Task to carry out
Go through the material and pull out every line with the string "opened" in it.

Records shown
PR #2689, opened 2021-05-25
feat(config): add additional identifier for Eaton 5-Scene Keypad

### LINKED ISSUE #2640: Eaton RFWDC
**Which device is missing?**

Eaton RFWDC (same as RFWC5)

**What are the IDs?**

Manufacturer ID: 26 
Product type: 22349
Product ID: 52233 

**Did you check if we really don't have it?**

- [x] It is not in the [configuration DB](https://devices.zwave-js.io/)
- [x] It was not [merged recently](https://github.com/zwave-js/node-zwave-js/pulls?q=is%3Apr+is%3Aclosed) or has a [pending PR](https://github.com/zwave-js/node-zwave-js/pulls?q=is%3Aopen+is%3Apr)
- [x] It is not in the [TODO list](https://github.com/zwave-js/node-zwave-js/issues/1600)

**Do you have a link to the PDF manual?**

When I was using Smartthings I was using the device handler for the RFWC5 and everything functioned correctly.

If so, it helps in creating the config file.

marcus-j-davies:
- Update label
 - Add Identifier
 
 Fixes https://github.com/zwave-js/node-zwave-js/issues/2640


AlCalzone (approved):

blhoward2:
While they’re very similar devices, I’d keep them separate. They have different manuals and identify differently. As of now we don’t know of any differences but one very may well require a compat flag the other doesn’t, or something. I’m also not clear that the old one is zwave plus, though it may be.

I think different model numbers should be kept apart unless there is a very good reason to combine, which usually means identical except for variations between frequencies or re-releases of new hardware under the same model number.

AlCalzone (changes requested):
Fine with me. @marcus-j-davies can you split the file please?

marcus-j-davies:
Yup,

About to engulf myself in food, then will get to it.

marcus-j-davies:
@zwave-js-bot fix lint

AlCalzone:
> but files changed is 1

That's correct though, right? You don't touch the other file anymore.

AlCalzone (approved):

marcus-j-davies:
I removed the addition, and put it into its own.

dgoodwin430:
Thanks guys for your work on this! Should this appear in the device database now?

marcus-j-davies:
It will appear on the DB Browser, when I update the config DB version, that is uses.
Your environment, will get support when you update Z-Wave JS.

PR #2696, opened 2021-05-25
fix(config): change GED2150 extension to json

Chris-V:
1. Renamed GED2150 extension from `sjon` to `json`
2. Fixed a type in the description


AlCalzone:
Ah damn, I should look more closely...
Thanks!

marcus-j-davies:
> I should look more closely...

So should I, that was my doing 🙈

AlCalzone (approved):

Problem solution
PR #2689, opened 2021-05-25
PR #2696, opened 2021-05-25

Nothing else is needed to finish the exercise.